Source:
https://scmp.com/business/article/1975531/banks-turn-research-and-focused-studies-bid-get-upper-hand-scramble-manage
Business

Banks turn to research and focused studies in bid to get upper hand in scramble to manage wealth of Asia-Pacific's ultrarich

Report by UBS shows expected growth for external asset managers in the Asia-Pacific region in the coming years

UBS is among the banks seeking to cash in on growing affluence among Asia-Pacific's ultrarich. Photo: Reuters

Asia-Pacific is a strategic area for major private banks who are fighting a pitched battle to manage the wealth of the region's ultrarich.

With China and India dominating the rise of the high-net-worth individuals globally in the past five years, these banks are doing their utmost to understand their spending habits, investing strategy and lifestyle choices.

This has resulted in a number of research and focused studies.

Swiss-based banking giant UBS teamed up with London-based WealthBriefing to release a report on the rise of external asset managers (EAM) in Asia. The study was conducted among the wealthy and EAM professionals in Hong Kong and Singapore, two of the most mature markets in Asia ex-Japan.

The main focus of the study was the strong growth expectations of the EAM market share and how more independent wealth advisers are expected to emerge in Asia.

Reto Marx, managing director and regional head of financial intermediaries, Apac, for UBS, estimates about 15 to 20 per cent of the wealth in Switzerland is managed by intermediaries. He says that in Asia it's still in its infancy, but more asset managers are branching out. "Asia for us is an interesting place and we are starting to look beyond Singapore and Hong Kong too," Marx says.

Wendy Spires, head of research at WealthBriefing, who wrote the report, says the EAM market is fragmented in Hong Kong. Spires says that it was interesting to compare regulation in Switzerland and Asia.

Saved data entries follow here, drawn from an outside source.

PR #1508, opened 2019-09-21
fix: fix shortcut help dialog not keyboard-scrollable

### LINKED ISSUE #1473: keyboard shortcut screen cannot be scrolled by keyboard
I attempt to scroll up and down in the keyboard shortcut help screen (activated by '?') but nothing happens. j,k do not work; up and down arrows do not work; page up and down keys do not work. I had to use the mouse to learn the keyboard shortcuts. Is there a possibility to add keyboard scrolling to this help view? Thanks.

nolanlawson:
fixes #1473


nolanlawson:
When the shortcut info is in a dialog, it's now tab-indexable and shows the scrollbar while focused.

Unfortunately I cannot get the scrollbar to re-show in Chrome because of the way the webkit-specific scrollbar logic is implemented (if you change it once, you can never change it back). But it at least re-shows on Firefox, and at least on all browsers you can scroll correctly.

Screenshot from 2019-09-21 12-01-35

PR #1511, opened 2019-09-22
fix: fix pleroma hashtag links

### LINKED ISSUE #832: Pleroma mentions and hashtags open in new window, not locally
When someone is mentioned in Pleroma, if you click the handle it will take you to their public profile, rather than the local one.

nolanlawson:
fixes #832


nolanlawson:
So mentions are fine; the only issue is hashtag links, which Pleroma marks as `/tag/foo` rather than `/tags/foo`. I hate hard-coding anything, so I'm just going to remove the tags/tag checking from the URL checking logic entirely.

PR #1516, opened 2019-09-22
feat: left/right keys can change columns or focus

nolanlawson:
This is an important accessibility feature for KaiOS (using left/right to change focus, as described in [my blog post](https://nolanlawson.com/2019/09/22/the-joy-and-challenge-of-developing-for-kaios/)), but it could also potentially be used by anyone who wants this feature.

By default, the left/right arrow keys now change the column (or the media in the media dialog). But with this setting checked, left/right changes the focus instead. On KaiOS, this setting is enabled by default and cannot be changed.


nolanlawson:
Broke something, I should probably write some tests for this anyway...

Issue #1512, opened 2019-09-22
[Accessibility] Don't prepopulate aria-activedescendant with a pointer to a hidden list


MarcoZehe:
Due to some [changes in Firefox](https://bugzil.la/686400), a bug was uncovered that both earlier versions of Firefox and current versions of Chrome are masking. When initially constructing the text input, after #129 was fixed, aria-activedescendant already points to the ul with ID ´compose-autosuggest-list-home`. That UL, since nothing has been typed yet, or when no suggestions are available, is inside a div that is aria-hidden="true", and thus also hidden. Firefox is, however, due to a bug I still need to file, creating an accessible for it for some reason now. That accessible is now masking the input field. The result is that I am not able to see what I am typing, and focus is inside a list that is essentially not there.

To fix, it would be best if aria-activedescendant was not set initially, and only gets set if the list is visible and a list item actually needs to be focused due to it being an autocomplete result. If the autocomplete goes away, and the list is hidden, aria-activedescendant should be cleared again. Meaning the attribute be removed.

MarcoZehe:
Just confirmed via the HTML inspector that removing this attribute fixes the problem. So, it shold definitely not be set initially when preparing the textarea for entry. :) Thanks!

nolanlawson:
Thanks for reporting! I should be able to test on Firefox+NVDA to confirm. Perhaps VoiceOver in Safari was also masking this issue.

nolanlawson:
Just to check: it looks like initially, `aria-owns` points to `compose-autosuggest-list-home` (which is indeed inside of an `aria-hidden`), but `aria-activedescendant` is initially set as an empty string. Are you saying that `aria-owns` should not be set if the list is hidden, or that `aria-activedescendant` should be undefined rather than an empty string?

Also, which version of Firefox should I test to repro the bug? Is this only in Nightly?

MarcoZehe:
This is in Nightly and Beta or Dev Edition. aria-activedescendant is always set for me, it is not an empty string when the empty text area gains focus and I explore its properties in HTML inspector. For safety, I think it should be undefined rather than an empty string..

nolanlawson:
Should be fixed by #1513 if I understood correctly! Thanks for your help.

PR #1520, opened 2019-09-23
fix: remove aria-live region for autosuggest

nolanlawson:
After some testing and based on [this suggestion](https://toot.cafe/@marcozehe/102840228729195138) from @MarcoZehe, I think we should just remove the `aria-live` region from the autosuggest. It always felt hacky to me anyway.

I got the original idea from [this implementation](https://haltersweb.github.io/Accessibility/autocomplete.html), but I wonder if it's outdated or wrong. My current implementation seems to cause double utterances in Firefox and some weird garbled text (letter artifacts) as well.

With this new implementation, the results are _perfect_ in Firefox Developer Edition (v70) using NVDA. All other environments I tested have some bugs, but are usable IMO.

- Safari on macOS with VoiceOver: announces that autocomplete results are available, but doesn't announce the first item in the list. Only starts announcing items after you press up and down. Sometimes it gets into a state where it doesn't announce anything, but this only seems to occur when the tab focus and screenreader focus get out of sync, and can be fixed by tabbing out and back in again. I have not found a fix for that.
- Firefox v69 with NVDA: announces that autocomplete results are available, but doesn't announce the first item. Like Safari, you have to press up or down to see the first item
- Chrome with NVDA: only announces the first item. Pressing up or down doesn't announce any new items. But at least it announces the first one.

I tried _not_ swapping out `aria-owns` whenever the owned element becomes `aria-hidden`, but this broke Safari entirely (it stopped speaking any results).

Overall this PR seems to be a slight regression for Chrome+NVDA, no change for Safari+VoiceOver, and a big improvement for Firefox+NVDA. Since I assume NVDA is most commonly used with Firefox, this PR seems like the best implementation I can think of for now.

### DIFF
--- a/src/routes/_components/compose/ComposeAutosuggest.html
+++ b/src/routes/_components/compose/ComposeAutosuggest.html
@@ -8,9 +8,6 @@
     selected={autosuggestSelected}
     {realm}
   />
-  <div class="sr-only" aria-live="assertive">
-    {assertiveAriaText}
-  </div>
 </div>
 <style>
   .compose-autosuggest {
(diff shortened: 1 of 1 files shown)


nolanlawson:
Related: #1512

PR #1538, opened 2019-09-25
perf: lazy-load computations (experimental)

nolanlawson:
I thought it might be neat to try to lazy-load store computations we don't need until you're logged in. It turns out that it only saves ~2KB of JS gzipped (~4KB non-gzipped), and on 6x slowdown maybe reduces one of the tasks from ~40ms to ~15ms. Really seems not worth it, but I'm curious if it even passes the tests.

### DIFF
--- a/src/routes/_components/NavItem.html
+++ b/src/routes/_components/NavItem.html
@@ -144,7 +144,7 @@
         (name === 'notifications' && $hasNotifications) || (name === 'community' && $hasFollowRequests)
       ),
       badgeNumber: ({ name, $numberOfNotifications, $numberOfFollowRequests }) => (
-        (name === 'notifications' && $numberOfNotifications) || (name === 'community' && $numberOfFollowRequests)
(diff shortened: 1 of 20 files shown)


nolanlawson:
Hm, it's kind of a micro-optimization, but it does seem stable.

nolanlawson:
6x slowdown mark/measure cost:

"What I found fascinating is comparing the Swiss set-up with that of Asia and how the regulation compares." EAMs are boutique firms composed of private bankers, lawyers, trust officers and others advising high-net-worth and ultra-high-net-worth clients on the management and investment of funds, bank accounts and other parts of their portfolios. EAMs are also known as financial intermediaries, independent asset/wealth managers and external investment advisers; multifamily offices can also often be classified as EAMs.

Spires says she found the differences in the regulatory side between Europe and Asia to be quite profound.

"It just feels to me that here it is more facilitated; [in Asia] lessons have been learned, that's my sense," Spires says. "All the regulatory tightening in the UK and Switzerland [has] been transposed quite well here. They are in a good place, it's been set up very well in Hong Kong and Singapore."

Explaining the rationale for doing the survey, Marx says that WealthBriefing had done this survey before in Switzerland and Europe. UBS wanted to cover the Asia-Pacific market, wanted to estimate the size of the market and help to gauge the potential gap between Europe and Asia. "We also wanted to create a clarity that would help us to move forward," he says. He adds that the regulatory network in Switzerland is less prescriptive, it being mostly a self-regulatory environment, it's a bit more formalised here in Asia.

"In terms of product distribution however, Europe as compared to Asia has been slightly ahead in developing and implementing cross-border distribution rules, meaning and who can sell what products to whom and in which countries," Marx says.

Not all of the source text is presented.